Market fundamentals are still intact
In my view, this remains the case in today’s market.
Why? Fundamentally, because, beyond the potential capital growth and rental yields when investing in the UK, the country has an incredibly strong appeal as a desirable place to live, work, and visit.
The UK boasts a rich cultural heritage, which will always appeal to overseas buyers. What’s more, the UK is well-known for its transparent legal and robust political systems, which provide investors with a sense of security and stability. This is then boosted by the economy, which, despite some turbulence in recent years, is one of the most stable in the world.

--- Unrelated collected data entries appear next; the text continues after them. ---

PR #953, opened 2024-01-11
Rescale ood scores in outlier package

elisno:


elisno:
The failing link-check is unrelated and has already been fixed on the master branch.

jwmueller:
ask Ulyna for review when ready, thanks!

jwmueller:
Thanks! @elisno Can you confirm you ran the tutorial notebook:
https://docs.cleanlab.ai/master/tutorials/outliers.html

And the new scores look good for both train and for test data?  (ie. specifically the test data scores look like they're in similar ranges as the train data scores as opposed to being in a completely different range)

elisno:
> Thanks! @elisno Can you confirm you ran the tutorial notebook: https://docs.cleanlab.ai/master/tutorials/outliers.html
> 
> And the new scores look good for both train and for test data? (ie. specifically the test data scores look like they're in similar ranges as the train data scores as opposed to being in a completely different range)

I can confirm.

The distribution has shifted, but looks similar.

image
image

Anyone interested can take a look at the different scores in [this gist](https://gist.github.com/elisno/b3aa29ca423d452c3b61a94067d46da5) (two files: train_scores.csv and test_scores.csv).
The PCC between the different scores is very high.

```
PearsonRResult(statistic=0.9963142580354383, pvalue=0.0) # train
PearsonRResult(statistic=0.9962786900544783, pvalue=0.0) # test
```

cleanlab/datalab/internal/issue_manager/outlier.py
```diff
@@ -103,7 +103,11 @@ def find_issues(
             t = cast(int, self.ood.params["t"])
             distances = knn_graph.data.reshape(-1, k)
             assert isinstance(distances, np.ndarray)
-            scores = transform_distances_to_scores(distances, k=k, t=t)
+            avg_distances = distances.mean(axis=1)
+            median_distance = np.median(avg_distances)
```
ulya-tkch, line 107: [nit] This would be `median_avg_distance`

cleanlab/datalab/internal/issue_manager/regression/label.py
```diff
@@ -64,7 +64,7 @@ def __init__(
         self,
         datalab: Datalab,
         clean_learning_kwargs: Optional[Dict[str, Any]] = None,
-        threshold: float = 0.1,
+        threshold: float = 0.05,
```
ulya-tkch, line 67: Why is this change here? If default is now 0.05, update the docstring for `RegressionLabelIssueManager` above with new value^

cleanlab/internal/outlier.py
```diff
@@ -33,18 +35,17 @@ def transform_distances_to_scores(distances: np.ndarray, k: int, t: int) -> np.n
...
-        Each row contains the distances to each example's `num_neighbors` nearest neighbors.
-        It is assumed that each row is sorted in ascending order.
-
-    k : int
-        Number of neighbors used to compute the average distance to each example.
-        This assumes that the second dimension of distances is k or greater, but it
-        uses slicing to avoid indexing errors.
+    avg_distances : np.ndarray
+        An array of distances of shape ``(N)``, where N is the number of examples.
+        Each row represents an example's average distance to its k nearest neighbors.
```
ulya-tkch, line 40: Shouldn't it be "each example represents .." since array is only a single dimension (N,)

cleanlab/internal/outlier.py
```diff
@@ -33,18 +35,17 @@ def transform_distances_to_scores(distances: np.ndarray, k: int, t: int) -> np.n
...
 
     t : int
-        Controls transformation of distances between examples into similarity scores that lie in [0,1].
+        A sensitivity parameter that modulates the strength of the transformation from distances to scores.
+        Higher values of `t` result in more pronounced differentiation between the scores of examples
+        lying in the range [0,1].
+
+    scaling_factor : float
```
ulya-tkch, line 47: What is the range for this/what should it be ideally? What is the repercussion of making this value larger or smaller?

ulya-tkch (approved):
Changes lgtm outside of few comments.

cleanlab/internal/outlier.py
jwmueller: 'entry' not 'example'

cleanlab/datalab/internal/issue_manager/outlier.py
jwmueller: I also think the current variable name is confusing and prefer `median_avg_distance`

cleanlab/datalab/internal/issue_manager/regression/label.py
elisno: The label quality score for regression is based on the [outer score](https://docs.cleanlab.ai/stable/cleanlab/regression/rank.html?highlight=outre#cleanlab.regression.rank.get_label_quality_scores) (basically the feature-based OOD score from `OutOfDistrubtion`).

The way label issues are flagged in this case is:

```python
label_quality_score: np.ndarray
is_label_issue = label_quality_score < threshold * np.median(label_quality_score)
```

The distribution of the `label_quality_score`  is affected by this PR. I've noticed that the normalization step causes the label quality scores to spread out more than the previous score.
A lower threshold is necessary for a similar "rate" of expected issues.

cleanlab/internal/outlier.py
elisno: A valid scaling factor lies in the range $(0,  +\infty)$, but ideally, it should be selected based on some reference distance measured in the dataset. By default, its value is set to the median of the average distances to the k-nearest neighbors. The choice of scaling factor is flexible.

- The value can be increased (_decreased_) to dilute (_amplify_) the relative differences in distances between examples (the distribution of scores will be shifted towards 1 (_0_)).

PR #958, opened 2024-01-17
Add missing ref to url links in OpenGraph metadata

elisno:
The opengraph extension for sphinx only links to `https://docs.cleanlab.ai/[path/to/page].html`, but should be `https://docs.cleanlab.ai/[ref_name]/[path/to/page].html`.

where `ref_name` should be either `stable`, master or a released version (e.g. v.2.6.0 in the future).

Without this fix, all the links will fail a link-check.

This PR aims to fix that issue.


elisno:
Merging to test if deployed docs for the master branch work.

Issue #909, opened 2023-12-07
update regression tutorial to use datalab regression


jwmueller:
https://docs.cleanlab.ai/master/tutorials/regression.html

Just add a prior section doing the issue detection via Datalab first, before the current cleanlab code in this tutorial. Keep rest of tutorial mostly as is, so at the end of tutorial, should still showcase the alternative use of CleanLearning and regression.get_label_quality_scores. Make it clear these final sections are specifically focused on label issues only.

PR #966, opened 2024-01-24
Update regression tutorial to use Datalab

elisno:
The markdown cells have not been update at this point.

I've double-checked that the printed issue indices in the previous version are reproduced with this version.

The only difference I see is that the label quality scores look different, but are just rescaled due to the outlier-score rescaling PR (examples are ranked the same, but the scores should be more "human-readable").


jwmueller:
Closes https://github.com/cleanlab/cleanlab/issues/909

Addresses question asked here:  https://github.com/cleanlab/cleanlab/issues/967

elisno:
Work moved to #992

PR #968, opened 2024-01-25
add bbox area computation

aditya1503:
Adding area computation function for bounding boxes, Numpy implementation


jwmueller (approved):
LGTM!

Issue #967, opened 2024-01-25
Datalab equivalent for Regression?


tqdo:
I wonder whether Cleanlab has something for regression problems that is equivalent to Datalab? Datalab's find_issues function requires `pred_probs`, which is not applicable for regression problems. I really like Datalab because it shows all key issues conveniently. Thanks

jwmueller:
Hi @tqdo , yes doing regression tasks with Datalab already exists in the latest developer version.

```
pip install "git+https://github.com/cleanlab/cleanlab.git#egg=cleanlab[all]"
```

https://docs.cleanlab.ai/master/cleanlab/datalab/datalab.html
Note the `task` argument in Datalab (you can set it to 'regression')

We have a tutorial for using this in the works here:
https://github.com/cleanlab/cleanlab/pull/966

Would appreciate your feedback!

jwmueller:
the tutorial is currently in the works not yet published. You can follow along with our progress in the linked PR. 

More precisely, the current working version of it is here (which you should be able to run today as long as you install the developer version of cleanlab):

https://github.com/cleanlab/cleanlab/blob/6811d14acb849a99699e3ff5e7f90967d8747bc2/docs/source/tutorials/regression.ipynb

jwmueller:
actually all of those capabilities are already available! That's why we extended Datalab to work for multi-label and regression tasks. 

This is not demonstrated in the current tutorials yet, but after you run `datalab.find_issues(...)` for a regression or [multi-label](https://docs.cleanlab.ai/master/tutorials/multilabel_classification.html) task, it will detect all of the types of data issues featured in our datalab quickstart tutorial:

https://docs.cleanlab.ai/master/tutorials/datalab/datalab_quickstart.html

elisno:
Hi @tqdo!
Thank you for pointing this out!

At the moment, on the latest developer version, `Datalab(..., task="regression")` is only configured to find label issues (specifically for this task).

I've got a PR in the making that should open this weekend. That includes the issues checks for a regression task:
- Outlier detection
- (near) duplicate detection
- Non-IID check
- Null-value check.

I'll ping you here again when you can try it out again in Colab.

jwmueller:
Hi @tqdo, sorry I gave you the pointer a bit too early, but now in the latest release: cleanlab v2.6.0, the original tip will now do what you wanted:

[...]

PR #979, opened 2024-02-06
Add existing issue managers to more tasks

elisno:
## Summary

Allow Datalab for other tasks than classification to look for feature/knn_graph-based issue types.

  - The existing issue managers are included in the registry for other tasks.
  - The required arguments for these issue managers are the same as for classification, but omit `pred_probs` from that list.
    - The exception to that rule is that the label issue managers all have task-specific implementations supporting task-specific inputs (`pred_probs` for classification, `predictions` for regression, etc.).

Also, end-to-end tests for task-specific Datalab have been moved to their own modules instead of being kept all in test_datalab.py.

  - For now, these check that, by default, the expected issue managers are run.
  - The test fixtures for find_issues have also been parametrized in the tests, so we know what happens when only `pred_probs` is passed to Datlab, vs only `features, etc.

## Testing
Most of the tests `tests/datalab/test_datalab.py` were moved to a new subdirectory.

They are now in `tests/datalab/datalab/test_datalab.py`, similar to the `cleanlab/datalab` directory structure.

**Unaddressed Cases**

Some TODO items were added in  `tests/datalab/test_datalab.py/test_multilabel.py` for adding support and tests for running label issue checks with features or knn_graphs for multilabel tasks.

- These issue managers weren't executable via tasks other than classifications, as mentioned in #967.


cleanlab/datalab/internal/issue_finder.py
```diff
@@ -435,7 +454,11 @@ def get_available_issue_types(self, **kwargs):
             warnings.warn("No labels were provided. " "The 'label' issue type will not be run.")
             issue_types_copy.pop("label")
 
-        outlier_check_needs_features = "outlier" in issue_types_copy and not self.datalab.has_labels
+        outlier_check_needs_features = (
+            "outlier" in issue_types_copy
+            and not self.datalab.has_labels
+            and self.task != "regression"
```
sanjanag, line 460:
```suggestion
        outlier_check_needs_features = (
            self.task == "classification"
            and "outlier" in issue_types_copy
            and not self.datalab.has_labels
```

sanjanag (approved):

PR #1000, opened 2024-02-13
Skip class imbalance issue check if labels are unavailable

### LINKED ISSUE #988: Class Imbalance issue checker should not run if labels are not provided in Datalab
```
from cleanlab import Datalab

lab = Datalab(data=df_without_labels)
lab.find_issues()
```

It should not run the ClassImbalanceIssueManager, but it tries to anyway.

Just add a check that the Datlab had labels specified, then it can run the ClassImbalanceIssueManager in find_issues.

elisno:
Fixes #988


elisno:
This is a trivial fix. CI failing is unrelated to this PR.

PR #1023, opened 2024-02-21
Support features as input for data valuation check in Datalab

### LINKED ISSUE #928: allow Data Valuation Issue Manager to operate on provided features
It currently only operates on `knn_graph`. Should simply construct the KNN graph based on the features if one does not already exist in the Datalab object. This is what the Outlier Issue Manager does.

elisno:
## Summary

Let `DataValuationIssueManager` accept `features` as input to construct a `knn_graph` for estimating Data Shapely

These are important factors that draw investors to the UK, but it would be remiss of me to suggest that the potential for capital growth and rental yields are not the most significant draw. After all, since 2005, average UK property prices have grown by 88% from £150,663 to £284,691. Meanwhile, between 2009 and 2023, average weekly rents rose from £153 to £231 – an increase of almost 51%.
This trend of growth is expected to continue, further questioning any notions that the desirability of the UK’s BTL market is waning among international investors.
According to Savills, for instance, prices are projected to rise by 2.5% in 2024, followed by steady increases over the next four years, leading to an overall house price growth of 21.6% between 2024 and 2028. Furthermore, forecasts indicate that rental growth will reach 20.5% over the next five years.
For me, the long-term strength and stability of the BTL market must always be factored in when assessing the latest trends and speculation.
Clearly, change is afoot, and it would be foolish to ignore it; while the UK BTL market continues to demonstrate strong fundamentals and enduring appeal for overseas investors, the presence of regulatory uncertainty should not be overlooked.
As such, it is crucial that overseas borrowers find lenders and brokers that can effectively navigate these challenges. In doing so, they can capitalise on the opportunities available in this resilient market, ensuring their investments thrive in the years ahead.